(BRIEF) All records are to be retyped faithfully and completely.

(INPUT DATA)
PR #408, opened 2026-09-15
Let MCP agents drive the visible Slides deck

ZKelvins99:
Follow-up to #406 (merged), which wired the MCP server and the Word family. This adds the second editor family from the proposal in #338: the visible Slides deck.

**Driving the deck the user has open**

`create_session` now accepts `family: "pptx"` and opens a real slides tab. New tools:

- `apply_slide_ops` — draw/format/arrange elements through the same transaction engine the app's own `slides:apply-txn` uses;
- `read_deck` — compact model readout (durable ids, EMU geometry, text) so the agent can address what it drew;
- `save_session` writes the tab to an explicit path with no dialog.

Slides sessions live in the main process keyed by the tab's webContents id, so unlike docs there is no renderer round-trip: `applySessionTxn` is now the single funnel shared by the IPC handler and the MCP bridge, which keeps the two paths behaviorally identical (same validation, atomicity/rollback, undo history and op journal).

One bug this surfaced and fixes: `scheduleDeckBroadcast` early-returns for a single-window session on the assumption that an originating renderer will apply its own IPC return value. MCP has no originating renderer, so the canvas stayed blank after a successful transaction. The bridge now pushes `slides:deck-changed` to the session's own tab; multi-window sessions keep the existing scheduled broadcast. `e2e/mcp-visible-deck.spec.ts` covers it by asserting the canvas fingerprint actually changes after an edit, which fails on the pre-fix build.

**Headless generation**

`create_pptx` follows the #406 pattern: it parses the outline into ops and delegates to the bundled `genoffice` CLI, so there is still one engine rather than a second converter in the shell.

Checked: `npm run typecheck`, `npm run lint`, `npm run licenses`, `npm run check:english-comments`, `npm run fixtures`; `apps/shell/tests/mcp` plus `settings-mcp` (82 tests); all app builds; and the `mcp-visible-doc` / `mcp-visible-deck` e2e specs locally.


ZKelvins99:
Pushed `c822eda` addressing the review findings:

- `applySessionTxn` sets `metaDirty` after a successful transaction, so archive-only ops (`setNotes`, a theme commit) no longer leave the session looking clean — closing the tab could have discarded the edit.
- `saveSessionDeckTo` creates the target's parent directory and drops the untitled crash-recovery entry, mirroring `slides:save-as`.
- `read_deck` caps text at 300 characters and table output at three rows, the same shape the CLI's `describeDeck` produces, with `rows`/`textTruncated` markers when a cap bites.
- Group children are marked `coordinates: "local-to-group"` instead of having the group's child frame reported as slide-space EMU.
- `apply_slide_ops` returns the transaction summary without the renderer's render tree. That tree carries base64 image data, so an image-heavy deck was being serialized into the agent's context on every op; the canvas push still uses it.
- A JSON outline's `bullets` entries now render as bullets (a bare string gets a character bullet) while `paragraphs` stays plain text.

Checked: `npm run typecheck`, `npm run lint`, prettier on the changed files; `apps/shell/tests/mcp` (83), `apps/slides` (744), and the `mcp-visible-deck` e2e spec, which now also asserts the render tree is not echoed.

merrick-2002:
#409 is merged, so this one needs a rebase onto main before it can go in. The only conflict is the `get_app_info.formats` assertion in `apps/shell/tests/mcp/mcp-http-surface.test.ts`: with background off, #409 now returns `[]`, so keep that expectation and assert `pptx` in the background-on case. Source files merge cleanly. Ping here once it's pushed.

ZKelvins99:
Rebased onto `main` (with #409) and pushed. `mergeable` is true again and both checks are green.

The only conflict was the one you named, in `apps/shell/tests/mcp/mcp-http-surface.test.ts`:

- kept `expect(infoJson.formats).toEqual([])` for the background-off case, and added the `families` assertion #409 introduced — with generation off the `pptx` family reports `{ save: ['pptx'] }` with no `generate`, the same rule `docx` follows;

(RESPONSE TO THIS EXERCISE)
PR #408, opened 2026-09-15
Let MCP agents drive the visible Slides deck

ZKelvins99:
Follow-up to #406 (merged), which wired the MCP server and the Word family. This adds the second editor family from the proposal in #338: the visible Slides deck.

**Driving the deck the user has open**

`create_session` now accepts `family: "pptx"` and opens a real slides tab. New tools:

- `apply_slide_ops` — draw/format/arrange elements through the same transaction engine the app's own `slides:apply-txn` uses;
- `read_deck` — compact model readout (durable ids, EMU geometry, text) so the agent can address what it drew;
- `save_session` writes the tab to an explicit path with no dialog.

Slides sessions live in the main process keyed by the tab's webContents id, so unlike docs there is no renderer round-trip: `applySessionTxn` is now the single funnel shared by the IPC handler and the MCP bridge, which keeps the two paths behaviorally identical (same validation, atomicity/rollback, undo history and op journal).

One bug this surfaced and fixes: `scheduleDeckBroadcast` early-returns for a single-window session on the assumption that an originating renderer will apply its own IPC return value. MCP has no originating renderer, so the canvas stayed blank after a successful transaction. The bridge now pushes `slides:deck-changed` to the session's own tab; multi-window sessions keep the existing scheduled broadcast. `e2e/mcp-visible-deck.spec.ts` covers it by asserting the canvas fingerprint actually changes after an edit, which fails on the pre-fix build.

**Headless generation**

`create_pptx` follows the #406 pattern: it parses the outline into ops and delegates to the bundled `genoffice` CLI, so there is still one engine rather than a second converter in the shell.

Checked: `npm run typecheck`, `npm run lint`, `npm run licenses`, `npm run check:english-comments`, `npm run fixtures`; `apps/shell/tests/mcp` plus `settings-mcp` (82 tests); all app builds; and the `mcp-visible-doc` / `mcp-visible-deck` e2e specs locally.


ZKelvins99:
Pushed `c822eda` addressing the review findings:

- `applySessionTxn` sets `metaDirty` after a successful transaction, so archive-only ops (`setNotes`, a theme commit) no longer leave the session looking clean — closing the tab could have discarded the edit.
- `saveSessionDeckTo` creates the target's parent directory and drops the untitled crash-recovery entry, mirroring `slides:save-as`.
- `read_deck` caps text at 300 characters and table output at three rows, the same shape the CLI's `describeDeck` produces, with `rows`/`textTruncated` markers when a cap bites.
- Group children are marked `coordinates: "local-to-group"` instead of having the group's child frame reported as slide-space EMU.
- `apply_slide_ops` returns the transaction summary without the renderer's render tree. That tree carries base64 image data, so an image-heavy deck was being serialized into the agent's context on every op; the canvas push still uses it.
- A JSON outline's `bullets` entries now render as bullets (a bare string gets a character bullet) while `paragraphs` stays plain text.

Checked: `npm run typecheck`, `npm run lint`, prettier on the changed files; `apps/shell/tests/mcp` (83), `apps/slides` (744), and the `mcp-visible-deck` e2e spec, which now also asserts the render tree is not echoed.

merrick-2002:
#409 is merged, so this one needs a rebase onto main before it can go in. The only conflict is the `get_app_info.formats` assertion in `apps/shell/tests/mcp/mcp-http-surface.test.ts`: with background off, #409 now returns `[]`, so keep that expectation and assert `pptx` in the background-on case. Source files merge cleanly. Ping here once it's pushed.

ZKelvins99:
Rebased onto `main` (with #409) and pushed. `mergeable` is true again and both checks are green.

The only conflict was the one you named, in `apps/shell/tests/mcp/mcp-http-surface.test.ts`:

- kept `expect(infoJson.formats).toEqual([])` for the background-off case, and added the `families` assertion #409 introduced — with generation off the `pptx` family reports `{ save: ['pptx'] }` with no `generate`, the same rule `docx` follows;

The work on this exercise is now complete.